At the beginning, there are two purposes to do double work: the first is to ensure that the system is more reliable, and the second is to make rational use of disaster recovery resources to avoid waste. One of the most troublesome things about doing double work is to solve most of the requests or requests in a unit in the same computer room as much as possible.

There will be problems with the cross-computer room traffic, especially when a certain computer room is down. There is also the problem of data synchronization such as Redis and DB to ensure cluster data consistency. Through the kafka module, it can be diverted to the corresponding computer room according to the diversion rules.
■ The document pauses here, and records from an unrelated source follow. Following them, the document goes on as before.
PR #4938, opened 2022-12-06
extra space underneath last analysis

JorisGoosen:
it isnt always perfect but I think Ive got the bases mostly covered:
- on add analysis, remove and move
- on change analysis (results updated)
- on reRender

Fixes https://github.com/jasp-stats/INTERNAL-jasp/issues/2089

### DIFF
--- a/Desktop/html/js/analyses.js
+++ b/Desktop/html/js/analyses.js
@@ -100,6 +100,8 @@ JASPWidgets.Analyses = JASPWidgets.View.extend({
 
 	removeAnalysis: function (analysis) {
 
+		var analysesVar = this;
+
 		analysis.$el.animate({ opacity: 0 }, 400, "easeOutCubic", function () {
 			analysis.$el.slideUp(400, function () {
 				// TODO: See why analysis is NULL here.
@@ -107,7 +109,7 @@ JASPWidgets.Analyses = JASPWidgets.View.extend({
 				this.analyses = _.without(this.analyses, analysis);
 				this.views = _.without(this.analyses, analysis);
 
-				this.setBottomSpacerHeight();
+				analysesVar.setBottomSpacerHeight();
 			});
 		});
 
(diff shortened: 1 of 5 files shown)


Desktop/html/js/analyses.js
```diff
@@ -122,6 +130,23 @@ JASPWidgets.Analyses = JASPWidgets.View.extend({
...
+	},
+
+	setBottomSpacerHeight: function() {
+		var bottomSpacer = $("#bottomSpacer");
+		var height		 = window.innerHeight;
+
+		if(this.analyses.length > 0)
+		{
+			var lastAnalysis = this.analyses[this.analyses.length - 1];
+			height = height - lastAnalysis.$el.outerHeight();
```
JorisGoosen:
```suggestion
			height = Math.max(0, height - lastAnalysis.$el.outerHeight());
```

Desktop/html/js/analyses.js
```diff
@@ -122,6 +130,23 @@ JASPWidgets.Analyses = JASPWidgets.View.extend({
 
 	reRender: function() {
 		this.analyses.forEach(function(analysis) {analysis.render();});
+		this.setBottomSpacerHeight();
+	},
+
+	setBottomSpacerHeight: function() {
+		var bottomSpacer = $("#bottomSpacer");
+		var height		 = window.innerHeight;
```
boutinb: Use better $(windows).innerHeight(): jQuery takes better into account the scrollbars.
I have noticed that when the horizontal scrollbar appears, then the bottomSpacer becomes a bit too high.

boutinb (changes requested):

Desktop/html/js/analyses.js
JorisGoosen:
```suggestion
		var height		 = $(windows).innerHeight();
```

like this?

In terms of diversion, we must support users to request to the front end to be able to do normal diversion operations. The method of shunting operation is to mark the city code in the http request in the APP or browser, and divert the traffic to the corresponding data center according to this marking rule.

This figure is a switch. If there is a problem in one of the computer rooms, we configure it on the OPS platform to switch the entire traffic to other computer rooms.

5. Continuation-value

What is the value of operation and maintenance?

The first quality. Quality is nothing more than some availability, number of failures, average failure duration and user satisfaction rate, which operation and maintenance must achieve.

The second cost. Our effect is to reject waste, there are multiple dimensions, whether resources are fully and reasonably utilized, and whether capacity assessment is digitized. Whether the process is combined with the tool. Whether the manpower is optimized or not, we should find ways to replace the repetitive work.

The third efficiency. The traditional type of operation and maintenance should be transformed to the IT operation direction to transform the solution provider. The other direction is to transform to the development of operation and maintenance, liberating from repetitive work.

The fourth data operation. Operation and maintenance personnel are the most aware of the trend of the business process and data model of the whole company, and they need to do a lot of data analysis, including the embodiment of data operation ability, so as to create greater value for the company.

Thank you for reading! The example of digital transformation of Internet operation and maintenance is shared here. I hope the above content can be of some help to you, so that you can learn more knowledge. If you think the article is good, you can share it and let more people see it.

Welcome to subscribe "Shulou Technology Information " to get latest news, interesting things and hot topics in the IT industry, and controls the hottest and latest Internet news, technology news and IT industry trends.

*The comments in the above article only represent the author's personal views and do not represent the views and positions of this website. If you have more insights, please feel free to contribute and share.